PROBLEM DETAILS
The word "consider" appears in some lines of the listing below; report how many such lines there are, and nothing else.

INFORMATION GIVEN
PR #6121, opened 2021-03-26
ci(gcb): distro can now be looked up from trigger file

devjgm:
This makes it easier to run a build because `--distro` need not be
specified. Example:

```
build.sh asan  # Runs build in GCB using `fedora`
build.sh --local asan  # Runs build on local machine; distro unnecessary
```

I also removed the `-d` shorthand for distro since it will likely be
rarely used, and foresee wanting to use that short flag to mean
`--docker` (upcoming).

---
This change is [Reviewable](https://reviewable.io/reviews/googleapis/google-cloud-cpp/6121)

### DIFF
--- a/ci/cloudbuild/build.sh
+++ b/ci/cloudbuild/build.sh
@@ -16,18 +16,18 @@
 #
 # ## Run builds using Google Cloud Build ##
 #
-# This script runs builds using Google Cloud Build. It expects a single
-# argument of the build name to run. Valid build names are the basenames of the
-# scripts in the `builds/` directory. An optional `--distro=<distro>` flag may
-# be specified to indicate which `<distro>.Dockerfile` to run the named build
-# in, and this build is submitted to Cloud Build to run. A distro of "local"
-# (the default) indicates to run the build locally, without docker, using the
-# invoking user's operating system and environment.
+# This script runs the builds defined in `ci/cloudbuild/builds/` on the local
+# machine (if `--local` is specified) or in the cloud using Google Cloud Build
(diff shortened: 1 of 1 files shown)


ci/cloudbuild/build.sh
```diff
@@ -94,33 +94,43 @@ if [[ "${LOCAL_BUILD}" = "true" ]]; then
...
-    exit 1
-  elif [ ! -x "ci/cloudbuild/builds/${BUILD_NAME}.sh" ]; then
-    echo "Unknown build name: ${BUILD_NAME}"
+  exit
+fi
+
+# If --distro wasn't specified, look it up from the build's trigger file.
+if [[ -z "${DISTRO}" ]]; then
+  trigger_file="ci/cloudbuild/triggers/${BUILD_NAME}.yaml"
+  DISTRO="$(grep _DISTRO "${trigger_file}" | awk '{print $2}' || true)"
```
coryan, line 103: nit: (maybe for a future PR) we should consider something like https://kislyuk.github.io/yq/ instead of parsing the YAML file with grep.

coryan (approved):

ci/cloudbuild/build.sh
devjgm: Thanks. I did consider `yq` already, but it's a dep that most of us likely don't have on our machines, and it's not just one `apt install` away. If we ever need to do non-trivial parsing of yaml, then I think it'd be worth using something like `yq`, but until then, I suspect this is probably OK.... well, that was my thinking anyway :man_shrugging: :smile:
---
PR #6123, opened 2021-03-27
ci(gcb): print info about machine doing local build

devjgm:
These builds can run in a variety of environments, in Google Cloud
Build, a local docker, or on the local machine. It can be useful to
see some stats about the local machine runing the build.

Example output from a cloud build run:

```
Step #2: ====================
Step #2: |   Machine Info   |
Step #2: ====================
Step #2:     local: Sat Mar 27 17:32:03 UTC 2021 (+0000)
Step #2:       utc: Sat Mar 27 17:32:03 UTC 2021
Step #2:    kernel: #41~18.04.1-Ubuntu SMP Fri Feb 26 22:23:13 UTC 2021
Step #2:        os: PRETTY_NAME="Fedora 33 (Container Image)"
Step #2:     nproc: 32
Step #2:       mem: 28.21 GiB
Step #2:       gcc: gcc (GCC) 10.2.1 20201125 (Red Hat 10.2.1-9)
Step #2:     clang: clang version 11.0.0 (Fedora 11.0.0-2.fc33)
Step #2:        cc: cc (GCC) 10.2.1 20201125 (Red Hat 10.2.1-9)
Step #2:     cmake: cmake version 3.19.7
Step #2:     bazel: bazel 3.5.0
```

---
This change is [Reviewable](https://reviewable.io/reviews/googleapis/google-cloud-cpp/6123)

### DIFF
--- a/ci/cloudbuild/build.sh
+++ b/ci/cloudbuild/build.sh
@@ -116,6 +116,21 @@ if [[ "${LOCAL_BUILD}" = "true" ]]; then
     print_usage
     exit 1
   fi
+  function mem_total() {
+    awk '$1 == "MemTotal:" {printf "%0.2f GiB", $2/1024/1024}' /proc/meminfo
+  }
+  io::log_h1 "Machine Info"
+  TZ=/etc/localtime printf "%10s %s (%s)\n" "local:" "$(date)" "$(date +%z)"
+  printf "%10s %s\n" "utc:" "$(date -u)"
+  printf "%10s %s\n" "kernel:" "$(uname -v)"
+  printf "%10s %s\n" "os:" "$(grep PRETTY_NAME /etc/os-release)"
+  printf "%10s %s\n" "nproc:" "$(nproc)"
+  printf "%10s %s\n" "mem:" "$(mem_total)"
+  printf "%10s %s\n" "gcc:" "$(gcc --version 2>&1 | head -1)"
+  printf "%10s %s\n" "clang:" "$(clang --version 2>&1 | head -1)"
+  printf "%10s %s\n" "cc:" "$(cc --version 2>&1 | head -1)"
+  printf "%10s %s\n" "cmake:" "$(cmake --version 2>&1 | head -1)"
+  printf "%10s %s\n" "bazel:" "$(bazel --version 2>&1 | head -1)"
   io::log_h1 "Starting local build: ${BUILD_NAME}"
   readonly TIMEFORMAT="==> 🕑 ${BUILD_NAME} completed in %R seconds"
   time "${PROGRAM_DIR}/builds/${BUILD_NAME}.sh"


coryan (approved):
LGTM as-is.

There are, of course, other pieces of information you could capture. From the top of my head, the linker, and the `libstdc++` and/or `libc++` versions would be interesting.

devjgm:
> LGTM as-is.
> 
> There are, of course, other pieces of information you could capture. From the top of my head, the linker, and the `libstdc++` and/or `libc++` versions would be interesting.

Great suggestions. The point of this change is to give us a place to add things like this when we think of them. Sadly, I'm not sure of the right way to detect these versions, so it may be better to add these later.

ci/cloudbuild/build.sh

EXERCISE RESPONSE
2